[Stored items]
###

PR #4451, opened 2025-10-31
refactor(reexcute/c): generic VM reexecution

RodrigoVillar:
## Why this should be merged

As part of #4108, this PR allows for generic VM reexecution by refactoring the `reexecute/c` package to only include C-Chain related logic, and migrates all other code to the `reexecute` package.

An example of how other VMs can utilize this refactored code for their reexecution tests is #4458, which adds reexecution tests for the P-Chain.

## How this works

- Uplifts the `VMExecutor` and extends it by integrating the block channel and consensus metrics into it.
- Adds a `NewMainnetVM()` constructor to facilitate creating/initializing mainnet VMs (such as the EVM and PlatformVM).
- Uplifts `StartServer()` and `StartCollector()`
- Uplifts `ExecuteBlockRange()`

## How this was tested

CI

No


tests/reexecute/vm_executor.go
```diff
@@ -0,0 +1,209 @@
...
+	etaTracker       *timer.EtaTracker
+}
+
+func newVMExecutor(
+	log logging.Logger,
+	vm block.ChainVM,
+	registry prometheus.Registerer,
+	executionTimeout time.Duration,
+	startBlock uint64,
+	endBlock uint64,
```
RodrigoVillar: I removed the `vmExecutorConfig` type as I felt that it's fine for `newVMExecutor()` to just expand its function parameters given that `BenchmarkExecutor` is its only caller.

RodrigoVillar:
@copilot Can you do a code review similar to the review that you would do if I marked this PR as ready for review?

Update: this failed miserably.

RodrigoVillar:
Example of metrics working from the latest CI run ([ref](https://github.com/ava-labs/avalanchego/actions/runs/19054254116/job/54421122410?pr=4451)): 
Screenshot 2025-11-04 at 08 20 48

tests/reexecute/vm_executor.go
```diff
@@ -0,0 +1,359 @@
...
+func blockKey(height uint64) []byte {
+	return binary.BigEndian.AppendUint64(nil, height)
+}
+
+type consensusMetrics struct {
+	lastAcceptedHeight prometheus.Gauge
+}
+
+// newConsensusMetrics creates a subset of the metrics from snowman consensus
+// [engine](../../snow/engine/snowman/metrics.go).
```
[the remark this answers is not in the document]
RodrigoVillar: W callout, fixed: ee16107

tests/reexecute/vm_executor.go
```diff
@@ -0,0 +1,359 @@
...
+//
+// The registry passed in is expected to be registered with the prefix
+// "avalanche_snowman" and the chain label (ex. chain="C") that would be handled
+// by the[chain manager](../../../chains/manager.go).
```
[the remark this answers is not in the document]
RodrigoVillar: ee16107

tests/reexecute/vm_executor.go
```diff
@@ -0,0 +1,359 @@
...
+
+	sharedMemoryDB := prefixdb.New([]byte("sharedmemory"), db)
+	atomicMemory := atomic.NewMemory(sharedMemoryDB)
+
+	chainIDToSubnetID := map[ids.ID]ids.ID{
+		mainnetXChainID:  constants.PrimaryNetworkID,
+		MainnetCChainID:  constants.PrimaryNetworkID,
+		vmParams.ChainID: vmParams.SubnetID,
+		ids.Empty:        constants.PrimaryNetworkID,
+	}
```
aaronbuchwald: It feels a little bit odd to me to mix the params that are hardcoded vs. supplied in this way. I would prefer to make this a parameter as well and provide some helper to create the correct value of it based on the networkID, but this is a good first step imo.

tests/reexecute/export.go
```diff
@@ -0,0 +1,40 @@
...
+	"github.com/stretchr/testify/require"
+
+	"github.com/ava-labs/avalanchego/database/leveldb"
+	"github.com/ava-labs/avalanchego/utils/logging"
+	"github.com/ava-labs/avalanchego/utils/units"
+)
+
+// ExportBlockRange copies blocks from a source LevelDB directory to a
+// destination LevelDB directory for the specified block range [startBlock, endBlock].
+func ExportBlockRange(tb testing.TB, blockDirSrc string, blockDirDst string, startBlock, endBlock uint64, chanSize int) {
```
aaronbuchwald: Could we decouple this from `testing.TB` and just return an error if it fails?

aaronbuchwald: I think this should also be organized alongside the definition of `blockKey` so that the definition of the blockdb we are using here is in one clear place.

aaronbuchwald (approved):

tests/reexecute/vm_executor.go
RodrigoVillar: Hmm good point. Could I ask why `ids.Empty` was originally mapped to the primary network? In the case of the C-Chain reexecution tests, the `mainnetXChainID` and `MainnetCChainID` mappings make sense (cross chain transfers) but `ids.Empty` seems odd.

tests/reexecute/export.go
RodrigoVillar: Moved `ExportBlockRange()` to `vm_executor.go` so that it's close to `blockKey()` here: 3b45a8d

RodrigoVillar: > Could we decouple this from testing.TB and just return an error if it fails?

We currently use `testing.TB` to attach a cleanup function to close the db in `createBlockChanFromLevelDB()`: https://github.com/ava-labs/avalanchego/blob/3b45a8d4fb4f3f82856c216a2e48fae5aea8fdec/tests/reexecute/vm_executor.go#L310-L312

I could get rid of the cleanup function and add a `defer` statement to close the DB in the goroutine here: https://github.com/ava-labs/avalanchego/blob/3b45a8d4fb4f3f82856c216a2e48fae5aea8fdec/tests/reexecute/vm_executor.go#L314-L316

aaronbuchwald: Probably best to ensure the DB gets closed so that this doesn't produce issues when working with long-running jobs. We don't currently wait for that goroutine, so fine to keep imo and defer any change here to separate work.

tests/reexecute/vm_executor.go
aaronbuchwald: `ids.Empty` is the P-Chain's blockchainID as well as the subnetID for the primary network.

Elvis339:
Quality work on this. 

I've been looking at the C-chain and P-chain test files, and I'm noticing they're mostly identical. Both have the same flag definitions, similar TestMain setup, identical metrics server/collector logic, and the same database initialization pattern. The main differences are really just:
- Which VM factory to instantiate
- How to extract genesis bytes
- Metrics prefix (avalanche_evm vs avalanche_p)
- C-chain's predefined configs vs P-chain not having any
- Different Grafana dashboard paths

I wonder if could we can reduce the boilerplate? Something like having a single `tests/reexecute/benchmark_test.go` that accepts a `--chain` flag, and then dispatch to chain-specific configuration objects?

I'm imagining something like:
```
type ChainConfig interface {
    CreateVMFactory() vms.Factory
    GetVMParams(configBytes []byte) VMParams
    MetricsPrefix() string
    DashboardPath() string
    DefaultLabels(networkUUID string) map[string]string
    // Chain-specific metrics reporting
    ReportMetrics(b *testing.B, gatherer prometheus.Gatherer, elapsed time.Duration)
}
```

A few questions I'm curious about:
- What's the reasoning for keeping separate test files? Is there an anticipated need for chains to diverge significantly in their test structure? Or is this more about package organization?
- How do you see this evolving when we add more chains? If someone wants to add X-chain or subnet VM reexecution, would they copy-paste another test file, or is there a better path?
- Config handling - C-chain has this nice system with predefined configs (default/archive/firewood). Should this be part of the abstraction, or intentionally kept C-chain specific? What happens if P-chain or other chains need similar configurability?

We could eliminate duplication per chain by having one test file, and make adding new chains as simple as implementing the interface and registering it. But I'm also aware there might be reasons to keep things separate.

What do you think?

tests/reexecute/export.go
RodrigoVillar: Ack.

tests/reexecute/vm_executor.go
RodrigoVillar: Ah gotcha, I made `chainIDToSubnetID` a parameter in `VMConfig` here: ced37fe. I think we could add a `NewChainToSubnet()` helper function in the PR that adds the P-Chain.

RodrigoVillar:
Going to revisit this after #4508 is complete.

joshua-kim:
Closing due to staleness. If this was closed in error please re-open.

###

▸ **The problem**: Of the entries above, repeat exactly the lines between the line with "- Uplifts the" and the line with "RodrigoVillar: W callout, fixed: ee16107", inclusive, and no others.

▸ **Response**:
- Uplifts the `VMExecutor` and extends it by integrating the block channel and consensus metrics into it.
- Adds a `NewMainnetVM()` constructor to facilitate creating/initializing mainnet VMs (such as the EVM and PlatformVM).
- Uplifts `StartServer()` and `StartCollector()`
- Uplifts `ExecuteBlockRange()`

## How this was tested

CI

No


tests/reexecute/vm_executor.go
```diff
@@ -0,0 +1,209 @@
...
+	etaTracker       *timer.EtaTracker
+}
+
+func newVMExecutor(
+	log logging.Logger,
+	vm block.ChainVM,
+	registry prometheus.Registerer,
+	executionTimeout time.Duration,
+	startBlock uint64,
+	endBlock uint64,
```
RodrigoVillar: I removed the `vmExecutorConfig` type as I felt that it's fine for `newVMExecutor()` to just expand its function parameters given that `BenchmarkExecutor` is its only caller.

RodrigoVillar:
@copilot Can you do a code review similar to the review that you would do if I marked this PR as ready for review?

Update: this failed miserably.

RodrigoVillar:
Example of metrics working from the latest CI run ([ref](https://github.com/ava-labs/avalanchego/actions/runs/19054254116/job/54421122410?pr=4451)): 
Screenshot 2025-11-04 at 08 20 48

tests/reexecute/vm_executor.go
```diff
@@ -0,0 +1,359 @@
...
+func blockKey(height uint64) []byte {
+	return binary.BigEndian.AppendUint64(nil, height)
+}
+
+type consensusMetrics struct {
+	lastAcceptedHeight prometheus.Gauge
+}
+
+// newConsensusMetrics creates a subset of the metrics from snowman consensus
+// [engine](../../snow/engine/snowman/metrics.go).
```
[the remark this answers is not in the document]
RodrigoVillar: W callout, fixed: ee16107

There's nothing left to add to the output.